40K allows all models to shoot/fight - hence why save modifiers simply slow the game down.


----------



## SlamHammer (Mar 28, 2011)

Also saves make the game more tactical due to the interaction between Armor Save and Armor Penetration (AP). If we had save modifiers it would be just shoot at whatever with less tactical consideration, or take the highest strength weapons every time dumbing down the game. Marine Armor balances the game by setting a baseline AP value in relation to Strength and Point Cost. Without the 3+ save, this game would be far less interactive. It would always benefit the guy who shoots first and would discourges Close Combat becuase you would just be able to kill without worring about saves and the enemy's surviablity.

Whether you like it or not, the game is hinged upon Power Armor; and without drastic changes to the way 40k operates, that is the way it needs to stay.


----------



## MetalHandkerchief (Aug 3, 2009)

SlamHammer said:


> Also saves make the game more tactical due to the interaction between Armor Save and Armor Penetration (AP). If we had save modifiers it would be just shoot at whatever with less tactical consideration, or take the highest strength weapons every time dumbing down the game. Marine Armor balances the game by setting a baseline AP value in relation to Strength and Point Cost. Without the 3+ save, this game would be far less interactive. It would always benefit the guy who shoots first and would discourges Close Combat becuase you would just be able to kill without worring about saves and the enemy's surviablity.
> 
> Whether you like it or not, the game is hinged upon Power Armor; and without drastic changes to the way 40k operates, that is the way it needs to stay.

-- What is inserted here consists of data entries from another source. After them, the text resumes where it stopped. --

PR #281, opened 2024-07-26
Minor fixes to the CODEOWNERS file

eddie-knight:
I'm still not sure that our teams have the correct permissions, but I'm hoping this makes the directory ownership work.

### DIFF
--- a/.github/CODEOWNERS
+++ b/.github/CODEOWNERS
@@ -6,8 +6,7 @@
 #
 # NOTE: If the GitHub automated reviewers do not behave as expected,
 #       please contact the Community Structure WG.
-* @finos/ccc-wg-community-structure
-.github/CODEOWNERS @finos/ccc-wg-community-structure
+/* @finos/ccc-wg-community-structure
 #
 ########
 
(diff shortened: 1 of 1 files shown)


eddie-knight:
The check failures don't apply to changes in this PR

eddie-knight:
@sshiells-scottlogic @damienjburks Can either of yall take a look at this?

I like that merging is a lot faster with CODEOWNERS broken 😆 but I'd prefer we refine the codeowners usage instead of just leaving it broken. Hoping this gets it turned back on, then we can refine it more later.

damienjburks (commented):
@eddie-knight this is the exception that I'm getting:

```
Unknown owner on line 17: make sure the team @finos/ccc-wg-delivery exists, is publicly visible, and has write access to the repository
```

it seems to be repeated for every working group... I'm assuming the permissions for each team is already created properly right?

eddie-knight:
@damienjburks I suspect there is an issue with the teams settings, and this PR may be a red herring, but I'd like to rule this out as a contributing factor before we set up time with FINOS to investigate all of the teams.

sshiells-scottlogic:
@eddie-knight  are you just looking for an approval here? Or to look into the actual issue?

eddie-knight:
@sshiells-scottlogic Looking to merge this and confirm whether it impacts the issue. Then I'll swing back around with help@finos to figure out the teams settings.

damienjburks (approved):

damienjburks:
@eddie-knight okay - merging this in now then.

PR #284, opened 2024-07-29
Review and update WG meeting issue templates

dogle-scottlogic:
- Change headers to match WG instead of "All Hands"
- Add regular times to save WG leads having to fill out - use language to indicate that these are the standard times


sshiells-scottlogic (approved):

eddie-knight (approved):
Thanks for making this fix!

Hey, here's an idea: go try play a Tau army at a tournament with nothing but marine opponents. Let me know, and I'll be there watching as you "tactically" find a good way to combat power armor heavy armies and end up in the top half of the results.

Tau has at it's disposal 5 weapons that can effectively do well against marines, not counting anti tank weapons.

-Ion Cannon (S7 AP3, Heavy 3 - but competes with the Railgun for the Hammerhead turret)

-Neutron Blaster (S5 AP3 Assault 1 - is only 12" range and attached to the very shittiest and overcosted unit in the entire game, the Vespid)

-Rail Rifle (S6 AP3, Heavy 1 Pinning - costs 10 points and you're losing a markerlight and carbine off your Pathfinder squad + you can have max 3.)

-Plasma Rifle (S6 AP2, Rapid Fire - this is the only competitively viable option, but goes on an expensive elite or HQ unit only)

-Cyclic Ion Blaster (S3 YES STRENGTH THREE - AP D6, Assault 5 - I lol'd)

You can waffle on about tactical ways of playing against power armor, but the fact is that many armies do not have at their disposal good ways of dealing with them at all.

Hell, I haven't played tourneys in 5 years, and if I go to a club I feel like wearing a T-shirt that says "I do not play vs. Space Marines"

So either you're full of shit, or you just don't know that _this game is rigged_ as it is.


----------



## Azezel (May 23, 2010)

Maidel said:


> fantasy has huge blocks of troops - but they are all irrelavent appart from the front rank (or two depending on weapon types).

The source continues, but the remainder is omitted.